The **VAD tree** of a process can be found by inspecting the **EPROCESS structure** mentioned earlier. Specifically, the EPROCESS structure contains a field named VadRoot that points to the root of the VAD tree.
Examining the VADs of a process is a convenient way to look at its memory. In the next steps you will experiment with the VadInfo and VadYaraScan plugins that parse the data in the VAD tree.
Let's check the VAD tree for mimikatz.exe
### 4.1 Extract data with vadplugin
Similar to the PsList plugin, you can use the --dump flag to extract the contents of VAD regions with the VadInfo plugin. By also specifying an address with the --address option, you can dump the region described by a single VAD node.
```
python3 volatility3/vol.py -f win.raw windows.vadinfo.VadInfo --pid 3604 --dump --address 0x240000
```
### 4.2 The VADYaraScan Plugin
The final plugin you are going to experiment with is the VadYaraScan plugin. This plugin allows you to directly scan VAD regions with YARA rules without having to first dump the memory.

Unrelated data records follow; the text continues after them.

PR #396, opened 2017-10-11
Fix OpenJDK default settings so as to use less memory.

jerboaa:
- Set CONTAINER_INITIAL_PERCENT to something small by
  default, rather than 100%. Setting it to 100% results in `-Xms==-Xmx`
  which is bad as it tells the GC that it's fine to use at least the max amount.
  Thus it'll never attempt to return pages to the OS which it would otherwise do when
  `-Xms` is set to something small. That's memory other containers could use.
- Use `-Dsun.zip.disableMemoryMapping=true` as this saves some percent
  on memory. The added (performance) cost for class loading is negligible.
- Set `-XX:MinHeapFreeRatio` and `-XX:MaxHeapFreeRatio` to more aggressive values. This together with a low -Xms will make the GC do the right thing.
- Set `-XX:+UnlockExperimentalVMOptions -XX:+UseCGroupMemoryLimitForHeap` unconditionally
  as this tells the JVM that physical memory is determined by the cgroup limit (not just the heap). There are some off-heap structures which might get sized wrongly without that option.

This saves about 29% of used VmRSS over the old config for my testing. `388MB` on average for the old settings. `274MB` on average for the new settings. See:
jenkins_plain_old_vs_new

The old settings produced this java command in the container:

    $ java -XX:+UseParallelGC -XX:MinHeapFreeRatio=20 -XX:MaxHeapFreeRatio=40 -XX:GCTimeRatio=4 -XX:AdaptiveSizePolicyWeight=90 -XX:MaxMetaspaceSize=100m -Xms256m -Xmx256m -Duser.home=/var/lib/jenkins -Dfile.encoding=UTF8 -jar /usr/lib/jenkins/jenkins.war

The new settings produce this java command in the container:

     $ java -XX:+UnlockExperimentalVMOptions -XX:+UseCGroupMemoryLimitForHeap -XX:+UseParallelGC -XX:MinHeapFreeRatio=5 -XX:MaxHeapFreeRatio=10 -XX:GCTimeRatio=4 -XX:AdaptiveSizePolicyWeight=90 -XX:MaxMetaspaceSize=100m -Xms17m -Xmx256m -Duser.home=/var/lib/jenkins -Dsun.zip.disableMemoryMapping=true -Dfile.encoding=UTF8 -jar /usr/lib/jenkins/jenkins.war

fixes https://github.com/openshift/jenkins/issues/411

### DIFF
--- a/2/contrib/s2i/run
+++ b/2/contrib/s2i/run
@@ -138,8 +138,9 @@ if [ "${CONTAINER_MEMORY_IN_BYTES}" -lt "${DEFAULT_MEMORY_CEILING}" ]; then
 fi
 
 if [ -z "$JAVA_GC_OPTS" ]; then
-  # note - MaxPermSize no longer valid with v8 of the jdk ... used to have -XX:MaxPermSize=100m
-  JAVA_GC_OPTS="-XX:+UseParallelGC -XX:MinHeapFreeRatio=5 -XX:MaxHeapFreeRatio=10 -XX:GCTimeRatio=4 -XX:AdaptiveSizePolicyWeight=90 -XX:MaxMetaspaceSize=100m"
+    # We no longer set MaxMetaspaceSize because the JVM should expand metaspace until it reaches the container limit.
+    # See http://hg.openjdk.java.net/jdk8u/jdk8u/hotspot/file/4dd24f4ca140/src/share/vm/memory/metaspace.cpp#l1470
+    JAVA_GC_OPTS="-XX:+UseParallelGC -XX:MinHeapFreeRatio=5 -XX:MaxHeapFreeRatio=10 -XX:GCTimeRatio=4 -XX:AdaptiveSizePolicyWeight=90"
 fi
 
 if [ ! -z "${USE_JAVA_DIAGNOSTICS}" ]; then
@@ -150,8 +151,8 @@ if [ ! -z "${CONTAINER_CORE_LIMIT}" ]; then
     JAVA_CORE_LIMIT="-XX:ParallelGCThreads=${CONTAINER_CORE_LIMIT} -Djava.util.concurrent.ForkJoinPool.common.parallelism=${CONTAINER_CORE_LIMT} -XX:CICompilerCount=2"
 fi
 
-if [ -z "${JVM_ARGS}" ]; then
-    JVM_ARGS="-XX:+UnlockExperimentalVMOptions -XX:+UseCGroupMemoryLimitForHeap -Dsun.zip.disableMemoryMapping=true"
+if [ -z "${JAVA_OPTS}" ]; then
+    JAVA_OPTS="-XX:+UnlockExperimentalVMOptions -XX:+UseCGroupMemoryLimitForHeap -Dsun.zip.disableMemoryMapping=true"
 fi
 
 # Since OpenShift runs this Docker image under random user ID, we have to assign
@@ -227,7 +228,7 @@ fi
 
 # if `docker run` first argument start with `--` the user is passing jenkins launcher arguments
 if [[ $# -lt 1 ]] || [[ "$1" == "--"* ]]; then
-   exec java $JVM_ARGS $JAVA_GC_OPTS $JAVA_INITIAL_HEAP_PARAM $JAVA_MAX_HEAP_PARAM -Duser.home=${HOME} $JAVA_CORE_LIMIT $JAVA_DIAGNOSTICS $JAVA_OPTS -Dfile.encoding=UTF8 -jar /usr/lib/jenkins/jenkins.war $JENKINS_OPTS $JENKINS_ACCESSLOG "$@"
+   exec java $JAVA_GC_OPTS $JAVA_INITIAL_HEAP_PARAM $JAVA_MAX_HEAP_PARAM -Duser.home=${HOME} $JAVA_CORE_LIMIT $JAVA_DIAGNOSTICS $JAVA_OPTS -Dfile.encoding=UTF8 -jar /usr/lib/jenkins/jenkins.war $JENKINS_OPTS $JENKINS_ACCESSLOG "$@"
 fi
 
 # As argument is not jenkins, assume user want to run his own process, for sample a `bash` shell to explore this image
--- a/2/contrib/s2i/run
+++ b/2/contrib/s2i/run
@@ -131,17 +131,15 @@ if [ "${CONTAINER_MEMORY_IN_BYTES}" -lt "${DEFAULT_MEMORY_CEILING}" ]; then
 
     JAVA_MAX_HEAP_PARAM="-Xmx${CONTAINER_HEAP_MAX}m"
     if [ -z $CONTAINER_INITIAL_PERCENT ]; then
-      # jboss default was 100% or ms==mx
-      JAVA_INITIAL_HEAP_PARAM="-Xms${CONTAINER_HEAP_MAX}m"
-    else
-      CONTAINER_INITIAL_HEAP=$(echo "${CONTAINER_HEAP_MAX} ${CONTAINER_INITIAL_PERCENT}" | awk '{ printf "%d", $1 * $2 }')
-      JAVA_INITIAL_HEAP_PARAM="-Xms${CONTAINER_INITIAL_HEAP}m"
+      CONTAINER_INITIAL_PERCENT=0.07
     fi
+    CONTAINER_INITIAL_HEAP=$(echo "${CONTAINER_HEAP_MAX} ${CONTAINER_INITIAL_PERCENT}" | awk '{ printf "%d", $1 * $2 }')
+    JAVA_INITIAL_HEAP_PARAM="-Xms${CONTAINER_INITIAL_HEAP}m"
 fi
 
 if [ -z "$JAVA_GC_OPTS" ]; then
   # note - MaxPermSize no longer valid with v8 of the jdk ... used to have -XX:MaxPermSize=100m
-  JAVA_GC_OPTS="-XX:+UseParallelGC -XX:MinHeapFreeRatio=20 -XX:MaxHeapFreeRatio=40 -XX:GCTimeRatio=4 -XX:AdaptiveSizePolicyWeight=90 -XX:MaxMetaspaceSize=100m"
+  JAVA_GC_OPTS="-XX:+UseParallelGC -XX:MinHeapFreeRatio=5 -XX:MaxHeapFreeRatio=10 -XX:GCTimeRatio=4 -XX:AdaptiveSizePolicyWeight=90 -XX:MaxMetaspaceSize=100m"
 fi
 
 if [ ! -z "${USE_JAVA_DIAGNOSTICS}" ]; then
@@ -225,7 +223,7 @@ fi
 
 # if `docker run` first argument start with `--` the user is passing jenkins launcher arguments
 if [[ $# -lt 1 ]] || [[ "$1" == "--"* ]]; then
-   exec java $JAVA_GC_OPTS $JAVA_INITIAL_HEAP_PARAM $JAVA_MAX_HEAP_PARAM -Duser.home=${HOME} $JAVA_CORE_LIMIT $JAVA_DIAGNOSTICS $JAVA_OPTS -Dfile.encoding=UTF8 -jar /usr/lib/jenkins/jenkins.war $JENKINS_OPTS $JENKINS_ACCESSLOG "$@"
+   exec java -XX:+UnlockExperimentalVMOptions -XX:+UseCGroupMemoryLimitForHeap $JAVA_GC_OPTS $JAVA_INITIAL_HEAP_PARAM $JAVA_MAX_HEAP_PARAM -Duser.home=${HOME} $JAVA_CORE_LIMIT $JAVA_DIAGNOSTICS $JAVA_OPTS -Dsun.zip.disableMemoryMapping=true -Dfile.encoding=UTF8 -jar /usr/lib/jenkins/jenkins.war $JENKINS_OPTS $JENKINS_ACCESSLOG "$@"
 fi
 
 # As argument is not jenkins, assume user want to run his own process, for sample a `bash` shell to explore this image
--- a/2/contrib/s2i/run
+++ b/2/contrib/s2i/run
@@ -150,6 +150,10 @@ if [ ! -z "${CONTAINER_CORE_LIMIT}" ]; then
     JAVA_CORE_LIMIT="-XX:ParallelGCThreads=${CONTAINER_CORE_LIMIT} -Djava.util.concurrent.ForkJoinPool.common.parallelism=${CONTAINER_CORE_LIMT} -XX:CICompilerCount=2"
 fi
 
+if [ -z "${JVM_ARGS}" ]; then
+    JVM_ARGS="-XX:+UnlockExperimentalVMOptions -XX:+UseCGroupMemoryLimitForHeap -Dsun.zip.disableMemoryMapping=true"
+fi
+
 # Since OpenShift runs this Docker image under random user ID, we have to assign
 # the 'jenkins' user name to this UID.
 generate_passwd_file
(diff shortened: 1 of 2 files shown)


jerboaa:
@bparees @gabemontero Please have a look.

2/contrib/s2i/run
```diff
@@ -225,7 +223,7 @@ fi
 
 # if `docker run` first argument start with `--` the user is passing jenkins launcher arguments
 if [[ $# -lt 1 ]] || [[ "$1" == "--"* ]]; then
-   exec java $JAVA_GC_OPTS $JAVA_INITIAL_HEAP_PARAM $JAVA_MAX_HEAP_PARAM -Duser.home=${HOME} $JAVA_CORE_LIMIT $JAVA_DIAGNOSTICS $JAVA_OPTS -Dfile.encoding=UTF8 -jar /usr/lib/jenkins/jenkins.war $JENKINS_OPTS $JENKINS_ACCESSLOG "$@"
+   exec java -XX:+UnlockExperimentalVMOptions -XX:+UseCGroupMemoryLimitForHeap $JAVA_GC_OPTS $JAVA_INITIAL_HEAP_PARAM $JAVA_MAX_HEAP_PARAM -Duser.home=${HOME} $JAVA_CORE_LIMIT $JAVA_DIAGNOSTICS $JAVA_OPTS -Dsun.zip.disableMemoryMapping=true -Dfile.encoding=UTF8 -jar /usr/lib/jenkins/jenkins.war $JENKINS_OPTS $JENKINS_ACCESSLOG "$@"
```
gabemontero: Yeah we had heard that the experimental options re: cgroups were coming, but they were still not available at that time

Cool deal if it is now - thanks.

gabemontero:
[test]

gabemontero:
@bparees / @jupierce / @smunilla - separate from updating the plugin versions (love that new job :-) )a new jenkins image for rhel will not be created unless we explicitly request it now, right?

@bparees - I'm assuming we want this to be post 3.7, so it can soak through a full release cycle.

gabemontero:
And of course we want the PR test to confirm jenkins with the JDK we currently install comes up OK with these new options.

gabemontero:
@jerboaa - both here and in you associated fabric8 PR, I was unable to infer what kind of traffic or activity was being induced against Jenkins when you were gathering your measurements.

If I just missed it, apologies (and could you give me an explicit pointer?).

Otherwise, could you elaborate?

Among other things, some capacity planning type concerns have emerged from our customer activity.  Things like "I'll run 50 pipeline jobs concurrently, so how big should my heap be?"

Of course, a lot of that *depends on the details of the job* :-)

But we are thinking of at least providing some sort of base example.  Perhaps the particulars of your test runs could be input into that.

thanks

jupierce:
@gabemontero Yes, a new Jenkins version is still manual, but @smunilla is going to be working on a job for it as well.

gabemontero:
On Wed, Oct 11, 2017 at 10:46 AM, Justin Pierce <notifications@github.com>
wrote:

> @gabemontero <https://github.com/gabemontero> Yes, a new Jenkins version
> is still manual, but @smunilla <https://github.com/smunilla> is going to
> be working on a job for it as well.
>

Thanks for the confirmation, and cool deal on the upcoming job

jerboaa:
> @jerboaa - both here and in you associated fabric8 PR, I was unable to infer what kind of traffic or activity was being induced against Jenkins when you were gathering your measurements.
>If I just missed it, apologies (and could you give me an explicit pointer?).
>Otherwise, could you elaborate?
>Among other things, some capacity planning type concerns have emerged from our customer activity. >Things like "I'll run 50 pipeline jobs concurrently, so how big should my heap be?"
>Of course, a lot of that depends on the details of the job :-)
>But we are thinking of at least providing some sort of base example. Perhaps the particulars of your >test runs could be input into that.

The testing for this and for fabric8 was different. For fabric8 I've used 3 jenkins pipeline builds ins succession of the vertx booster example.

For this PR it was manually adding a maven job which built this 3 times in succession:
http://icedtea.classpath.org/mirror/git/thermostat-ng-web-gateway/
Nothing fancy, watched console output of the first one. It's not super-scientific, but it's something. I've tried to be consistent for both runs and results seem repeatable.

I haven't done any experiments as to how the memory should increase per additional concurrent pipeline job. I suppose this can be empirically tested.

2/contrib/s2i/run
bparees: while we're messing with this i think we should ensure that all the JVM args being passed in can be overwritten by the user in case this causes problems.  e.g.:

```
if [ -z JVM_ARGS ]; then
  JVM_ARGS =  -XX:+UnlockExperimentalVMOptions -XX:+UseCGroupMemoryLimitForHeap $JAVA_GC_OPTS $JAVA_INITIAL_HEAP_PARAM $JAVA_MAX_HEAP_PARAM -Duser.home=${HOME} $JAVA_CORE_LIMIT $JAVA_DIAGNOSTICS $JAVA_OPTS -Dsun.zip.disableMemoryMapping=true -Dfile.encoding=UTF8
fi

exec java $JVM_ARGS -jar /usr/lib/jenkins/jenkins.war $JENKINS_OPTS $JENKINS_ACCESSLOG "$@"
```

also not sure what UseCGroupMemoryLimitForHeap accomplishes here since we're explicitly setting the heap size anyway.

jerboaa: OK. I'll make the changes. @bparees There are some off-heap structures of the JVM which get sized correctly with this option. -Xmx is heap only. The JVM is not just heap. I've tried to explain this in the initial PR comment.

jerboaa:
> https://github.com/openshift/jenkins/blob/master/slave-base/contrib/bin/run-jnlp-client#L76-L115 needs the same treatment while we're doing this.

Right. FWIW, slave-maven should get some options for running java with good options too. Can this be done in a separate patch or this one as well?

bparees:
> Right. FWIW, slave-maven should get some options for running java with good options too. Can this be done in a separate patch or this one as well?

slave-maven inherits from slave-base, they should be using the same java invocation to launch the jenkins slave process, so you should only need to change slave-base.

i'd rather do it all in this PR so we have one PR that updates all the JVM settings at once, given the changes should be very similar.

2/contrib/s2i/run
bparees: Sorry, did not read the PR comment closely :(

2/contrib/s2i/run
```diff
@@ -152,6 +150,10 @@ if [ ! -z "${CONTAINER_CORE_LIMIT}" ]; then
     JAVA_CORE_LIMIT="-XX:ParallelGCThreads=${CONTAINER_CORE_LIMIT} -Djava.util.concurrent.ForkJoinPool.common.parallelism=${CONTAINER_CORE_LIMT} -XX:CICompilerCount=2"
 fi
 
+if [ -z "${JVM_ARGS}" ]; then
+    JVM_ARGS="-XX:+UnlockExperimentalVMOptions -XX:+UseCGroupMemoryLimitForHeap -Dsun.zip.disableMemoryMapping=true"
+fi
```
bparees: Looks like you could reuse the JAVA_OPTS env var we already support for this (today it looks like JAVA_OPTS doesn't get set by us, only by the user, so you could make this the default value for it now).

2/contrib/s2i/run
```diff
@@ -131,17 +131,15 @@ if [ "${CONTAINER_MEMORY_IN_BYTES}" -lt "${DEFAULT_MEMORY_CEILING}" ]; then
...
+      CONTAINER_INITIAL_PERCENT=0.07
     fi
+    CONTAINER_INITIAL_HEAP=$(echo "${CONTAINER_HEAP_MAX} ${CONTAINER_INITIAL_PERCENT}" | awk '{ printf "%d", $1 * $2 }')
+    JAVA_INITIAL_HEAP_PARAM="-Xms${CONTAINER_INITIAL_HEAP}m"
 fi
 
 if [ -z "$JAVA_GC_OPTS" ]; then
   # note - MaxPermSize no longer valid with v8 of the jdk ... used to have -XX:MaxPermSize=100m
-  JAVA_GC_OPTS="-XX:+UseParallelGC -XX:MinHeapFreeRatio=20 -XX:MaxHeapFreeRatio=40 -XX:GCTimeRatio=4 -XX:AdaptiveSizePolicyWeight=90 -XX:MaxMetaspaceSize=100m"
+  JAVA_GC_OPTS="-XX:+UseParallelGC -XX:MinHeapFreeRatio=5 -XX:MaxHeapFreeRatio=10 -XX:GCTimeRatio=4 -XX:AdaptiveSizePolicyWeight=90 -XX:MaxMetaspaceSize=100m"
```
bparees: is the metaspace one of the things that's runed by the cgroup limits setting?  can we get rid of that argument here?  it's been a source of pain as noted by @gabemontero and others.

bparees:
> @bparees - I'm assuming we want this to be post 3.7, so it can soak through a full release cycle.

@gabemontero yeah.

gabemontero:
On Thu, Oct 12, 2017 at 9:11 AM, Ben Parees <notifications@github.com>
wrote:

> *@bparees* requested changes on this pull request.
>
> In 2/contrib/s2i/run
> <https://github.com/openshift/jenkins/pull/396#discussion_r144283697>:
>
> > @@ -152,6 +150,10 @@ if [ ! -z "${CONTAINER_CORE_LIMIT}" ]; then
>      JAVA_CORE_LIMIT="-XX:ParallelGCThreads=${CONTAINER_CORE_LIMIT} -Djava.util.concurrent.ForkJoinPool.common.parallelism=${CONTAINER_CORE_LIMT} -XX:CICompilerCount=2"
>  fi
>
> +if [ -z "${JVM_ARGS}" ]; then
> +    JVM_ARGS="-XX:+UnlockExperimentalVMOptions -XX:+UseCGroupMemoryLimitForHeap -Dsun.zip.disableMemoryMapping=true"
> +fi
>
> Looks like you could reuse the JAVA_OPTS env var we already support for
> this (today it looks like JAVA_OPTS doesn't get set by us, only by the
> user, so you could make this the default value for it now).
>
> In 2/contrib/s2i/run
> <https://github.com/openshift/jenkins/pull/396#discussion_r144283888>:
>
> >  fi
>
>  if [ -z "$JAVA_GC_OPTS" ]; then
>    # note - MaxPermSize no longer valid with v8 of the jdk ... used to have -XX:MaxPermSize=100m
> -  JAVA_GC_OPTS="-XX:+UseParallelGC -XX:MinHeapFreeRatio=20 -XX:MaxHeapFreeRatio=40 -XX:GCTimeRatio=4 -XX:AdaptiveSizePolicyWeight=90 -XX:MaxMetaspaceSize=100m"
> +  JAVA_GC_OPTS="-XX:+UseParallelGC -XX:MinHeapFreeRatio=5 -XX:MaxHeapFreeRatio=10 -XX:GCTimeRatio=4 -XX:AdaptiveSizePolicyWeight=90 -XX:MaxMetaspaceSize=100m"
>
> is the metaspace one of the things that's runed by the cgroup limits
> setting? can we get rid of that argument here? it's been a source of pain
> as noted by @gabemontero <https://github.com/gabemontero> and others.
>
Yeah @jerboaa suggested just that in
https://github.com/fabric8-services/fabric8-tenant-jenkins/pull/30#issuecomment-336090860

I think it is a simply a recommendation we inherited somewhere along the
way ... perhaps it has outlived its usefulness.

2/contrib/s2i/run
jerboaa: I think it makes sense to rely on the cgroup setting to size metaspace as appropriate and let the JVM do appropriate expansions if needed. By explicitly setting the upper bound on the metaspace it's more likely to run into the limit.

+1 on removing it.

2/contrib/s2i/run
jerboaa: Right. But what if existing users have other JAVA_OPTS? If they don't have those options part of their JAVA_OPTS now they would end up with a container java that's not looking at cgroup settings. This new variable would ensure people would get this always. Thoughts?

jerboaa:
> slave-maven inherits from slave-base, they should be using the same java invocation to launch the jenkins slave process, so you should only need to change slave-base.

>i'd rather do it all in this PR so we have one PR that updates all the JVM settings at once, given the changes should be very similar.

I'm not sure. It is my understanding that the maven slave would need to have some `MAVEN_OPTS` set so that forked java processes get the right options.

bparees:
> I'm not sure. It is my understanding that the maven slave would need to have some MAVEN_OPTS set so that forked java processes get the right options.

i'm +1 on doing maven_opts changes in a separate PR, i just meant the slave-base changes should be in this one (and it looks like you've done that).

2/contrib/s2i/run
bparees: yeah i considered that.  my feeling is most people probably don't have JAVA_OPTS today and I really don't want to end up supporting more env variables in this image than we already do (there are already too many and they're not nicely organized, unfortunately).

2/contrib/s2i/run
gabemontero: So we are agreed, nuke it as part of this PR please @jerboaa 

When doing so, if you don't mind, add a comment with something like `we no longer set metaspace becausethe JVM should expand metaspace until it reaches the container limit. See http://hg.openjdk.java.net/jdk8u/jdk8u/hotspot/file/4dd24f4ca140/src/share/vm/memory/metaspace.cpp#l1470 `

bparees:
have we actually confirmed that the JDK we're installing in our image has the `-XX:+UnlockExperimentalVMOptions -XX:+UseCGroupMemoryLimitForHeap` options?  (not sure if it'll throw an error if it's an unknown option?)

gabemontero:
It complains if you supply an unknown option.

jerboaa:
> have we actually confirmed that the JDK we're installing in our image has the -XX:+UnlockExperimentalVMOptions -XX:+UseCGroupMemoryLimitForHeap options? (not sure if it'll throw an error if it's an unknown option?)

Builds `java-1.8.0-openjdk-1.8.0.131-3.b12` and up have that option. Current builds are `1.8.0-144`.

jerboaa:
OK, updated as requested. I've done another run. This time I get ~35% less memory than the old config. `388MB` old, `249MB` new. The truth is probably around 30%.

Old java command:

    $ java -XX:+UseParallelGC -XX:MinHeapFreeRatio=20 -XX:MaxHeapFreeRatio=40 -XX:GCTimeRatio=4 -XX:AdaptiveSizePolicyWeight=90 -XX:MaxMetaspaceSize=100m -Xms256m -Xmx256m -Duser.home=/var/lib/jenkins -Dfile.encoding=UTF8 -jar /usr/lib/jenkins/jenkins.war

New java command:

     $ java -XX:+UseParallelGC -XX:MinHeapFreeRatio=5 -XX:MaxHeapFreeRatio=10 -XX:GCTimeRatio=4 -XX:AdaptiveSizePolicyWeight=90 -Xms17m -Xmx256m -Duser.home=/var/lib/jenkins -XX:+UnlockExperimentalVMOptions -XX:+UseCGroupMemoryLimitForHeap -Dsun.zip.disableMemoryMapping=true -Dfile.encoding=UTF8 -jar /usr/lib/jenkins/jenkins.war

Graph looked like this:
jenkins_plain_old_vs_new_final

Good to go now?

bparees:
thanks @jerboaa, lgtm.

@gabemontero i think we want to merge this post-3.7.  I'm thinking about creating the 3.7 branch now so we can go ahead and merge this into master, unless you anticipate significant additional changes for 3.7 that will be annoying to backport to two branches?

gabemontero:
On Mon, Oct 16, 2017 at 5:51 AM, Ben Parees <notifications@github.com>
wrote:

> thanks @jerboaa <https://github.com/jerboaa>, lgtm.
>
> @gabemontero <https://github.com/gabemontero> i think we want to merge
> this post-3.7. I'm thinking about creating the 3.7 branch now so we can go
> ahead and merge this into master, unless you anticipate significant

You can specify a PID with the --pid flag if you would like to scan the memory of a specific process. The plugin accepts YARA rules in various formats.
Mimikatz yara rule:
```
rule mimikatz
{
meta:
description = "mimikatz"
author = "Benjamin DELPY (gentilkiwi)"
tool_author = "Benjamin DELPY (gentilkiwi)"
strings:
$exe_x86_1 = { 89 71 04 89 [0-3] 30 8d 04 bd }
$exe_x86_2 = { 8b 4d e? 8b 45 f4 89 75 e? 89 01 85 ff 74 }
$exe_x64_1 = { 33 ff 4? 89 37 4? 8b f3 45 85 c? 74}
$exe_x64_2 = { 4c 8b df 49 [0-3] c1 e3 04 48 [0-3] 8b cb 4c 03 [0-3] d8 }
$dll_1 = { c7 0? 00 00 01 00 [4-14] c7 0? 01 00 00 00 }
$dll_2 = { c7 0? 10 02 00 00 ?? 89 4? }
$sys_x86 = { a0 00 00 00 24 02 00 00 40 00 00 00 [0-4] b8 00 00 00 6c 02 00 00 40 00 00 00 }
$sys_x64 = { 88 01 00 00 3c 04 00 00 40 00 00 00 [0-4] e8 02 00 00 f8 02 00 00 40 00 00 00 }
condition:
(all of ($exe_x86_*)) or (all of ($exe_x64_*)) or (all of ($dll_*)) or (any of ($sys_*))
}
```
Volatility command:
```
python3 volatility3/vol.py -f win.raw windows.vadyarascan.VadYaraScan --pid 3604 --yara-file mimikatz.yara
```
As you can see we've got three matches!